Stored data entries:
◇ ◇ ◇ ◇ ◇ ◇ ◇
PR #9851, opened 2026-05-16
feat: add flake.nix for dockerless setup

Azteczek:
**Description**

This PR adds a feature for NixOS users, it adds a flake file (`flake.nix` and `flake.lock`) which can replace the need for installing docker.

Flakes is an experimental feature of the Nix package manager. 
What flakes can do:
- It lets you download something that isn't available in https://search.nixos.org/packages 
- Llets you have reproducible environments.

There won't be any need to change anything (only maybe adding a part in readme.md), just to add these 2 files. 

**Notes for Reviewers**

If my description of flakes doesn't make sense, look at:
- Official wiki: https://nixos.wiki/wiki/Flakes
- Reference implementation: https://github.com/Azteczek/LocalAI-On-NixOS (readme explains how it works)


mudler:
adding @richiejp for reviewing as he is already a NixOS user

flake.nix
```diff
@@ -0,0 +1,61 @@
+# Made by Azteczek
+{
+  description = "LocalAI flake";
+
+  inputs = {
+    nixpkgs.url = "github:NixOS/nixpkgs/nixos-unstable";
+    inference-defaults = {
```
richiejp, line 7: What's this for?

richiejp (commented):
Great stuff, just one question about the Unsloth link?

flake.nix
Azteczek: Sorry for your wait. I will try to explain it in points.

- interface-default as you can see getting a single file from unsloth web UI, with `flake = false;` for it to download it as an asset
- later in the `preBuild` (will explain why after it)  i create a directory `mkdir -p core/config/gen_inference_defaults` and then copy it there 

**Why**
Because while building i didn't have internet access (NixOS blocks it), and when LocalAI tried to download default configurations from the web the build failed. By giving the configuration file manually i avoided it. Maybe i could approach it differently, but it worked so i left it like that hah

richiejp: I see, we probably shouldn't do that, but it's a different issue.

richiejp (approved):

flake.nix
Azteczek: I updated the branch, could you please approve the workflow tests again?

Azteczek: Should i keep on updating the branch, or will you merge it? One test are done new commit is made 😭

Azteczek: Okay nevermind, i wrongly remembered line about merging.

PR #9859, opened 2026-05-17
fix(middleware): repair tool_choice string mode + legacy flat shape for /v1/chat/completions

### LINKED ISSUE #9508: tool_choice parsing: wrong setter used in 4 sites; /v1/chat/completions silently drops string mode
◇ ◇ ◇ ◇ ◇ ◇ ◇
I'd like the records returned exactly as they were written, please.

PR #9851, opened 2026-05-16
feat: add flake.nix for dockerless setup

Azteczek:
**Description**

This PR adds a feature for NixOS users, it adds a flake file (`flake.nix` and `flake.lock`) which can replace the need for installing docker.

Flakes is an experimental feature of the Nix package manager. 
What flakes can do:
- It lets you download something that isn't available in https://search.nixos.org/packages 
- Llets you have reproducible environments.

There won't be any need to change anything (only maybe adding a part in readme.md), just to add these 2 files. 

**Notes for Reviewers**

If my description of flakes doesn't make sense, look at:
- Official wiki: https://nixos.wiki/wiki/Flakes
- Reference implementation: https://github.com/Azteczek/LocalAI-On-NixOS (readme explains how it works)


mudler:
adding @richiejp for reviewing as he is already a NixOS user

flake.nix
```diff
@@ -0,0 +1,61 @@
+# Made by Azteczek
+{
+  description = "LocalAI flake";
+
+  inputs = {
+    nixpkgs.url = "github:NixOS/nixpkgs/nixos-unstable";
+    inference-defaults = {
```
richiejp, line 7: What's this for?

richiejp (commented):
Great stuff, just one question about the Unsloth link?

flake.nix
Azteczek: Sorry for your wait. I will try to explain it in points.

- interface-default as you can see getting a single file from unsloth web UI, with `flake = false;` for it to download it as an asset
- later in the `preBuild` (will explain why after it)  i create a directory `mkdir -p core/config/gen_inference_defaults` and then copy it there 

**Why**
Because while building i didn't have internet access (NixOS blocks it), and when LocalAI tried to download default configurations from the web the build failed. By giving the configuration file manually i avoided it. Maybe i could approach it differently, but it worked so i left it like that hah

richiejp: I see, we probably shouldn't do that, but it's a different issue.

richiejp (approved):

flake.nix
Azteczek: I updated the branch, could you please approve the workflow tests again?

Azteczek: Should i keep on updating the branch, or will you merge it? One test are done new commit is made 😭

Azteczek: Okay nevermind, i wrongly remembered line about merging.

PR #9859, opened 2026-05-17
fix(middleware): repair tool_choice string mode + legacy flat shape for /v1/chat/completions

### LINKED ISSUE #9508: tool_choice parsing: wrong setter used in 4 sites; /v1/chat/completions silently drops string mode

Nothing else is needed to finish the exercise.